[Start of Attachment]

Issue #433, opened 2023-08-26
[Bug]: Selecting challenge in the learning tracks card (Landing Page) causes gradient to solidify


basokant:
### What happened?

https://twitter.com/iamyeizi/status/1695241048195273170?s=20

[End of Attachment]

No line before the one with "[Bug]: Selecting challenge" belongs in the answer; copy that line and the rest of the records exactly.

■ **Your response**
[Bug]: Selecting challenge in the learning tracks card (Landing Page) causes gradient to solidify


basokant:
### What happened?

https://twitter.com/iamyeizi/status/1695241048195273170?s=20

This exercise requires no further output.